*WHAT IS NEEDED*. Set down all of the lines below exactly as they are given.

**** EXERCISE INPUTS ****

PR #5537, opened 2019-12-11
Revise query cache behaviours

kasper-piskorski:

To revise the query cache behaviours so that we can increase the cache efficiency. In certain scenarios query results weren't reused when they could have. The specific scenario we address here is when there is a subsumption relation between a cache query and input query up to the choice of ids - which we refer to as structural subsumption.

Previously, we stored query cache entries with specific IDs attached in the lookup key. This led to a second layer of stored IDs that are all valid substitutions into the query. Effectively, the specific IDs attached at the lookup key are placeholders that we now ignore (using structural subsumption), and so can find all the IDs matching a query rather than a specific one.

## What are the changes implement in this PR?
* introduced `STRUCTURAL_SUBSUMTIVE` unifier for determination of structural subsumption relation
* query cache entries are now compared wrt structural subsumption
* revised the `GET` and `PROPAGATE` behaviours to incorporate the new comparison

### DIFF
--- a/graql/reasoner/cache/SemanticCache.java
+++ b/graql/reasoner/cache/SemanticCache.java
@@ -49,7 +49,7 @@ import static java.util.stream.Collectors.toSet;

****

*TASK OUTPUT*.
PR #5537, opened 2019-12-11
Revise query cache behaviours

kasper-piskorski:

To revise the query cache behaviours so that we can increase the cache efficiency. In certain scenarios query results weren't reused when they could have. The specific scenario we address here is when there is a subsumption relation between a cache query and input query up to the choice of ids - which we refer to as structural subsumption.

Previously, we stored query cache entries with specific IDs attached in the lookup key. This led to a second layer of stored IDs that are all valid substitutions into the query. Effectively, the specific IDs attached at the lookup key are placeholders that we now ignore (using structural subsumption), and so can find all the IDs matching a query rather than a specific one.

## What are the changes implement in this PR?
* introduced `STRUCTURAL_SUBSUMTIVE` unifier for determination of structural subsumption relation
* query cache entries are now compared wrt structural subsumption
* revised the `GET` and `PROPAGATE` behaviours to incorporate the new comparison

### DIFF
--- a/graql/reasoner/cache/SemanticCache.java
+++ b/graql/reasoner/cache/SemanticCache.java
@@ -49,7 +49,7 @@ import static java.util.stream.Collectors.toSet;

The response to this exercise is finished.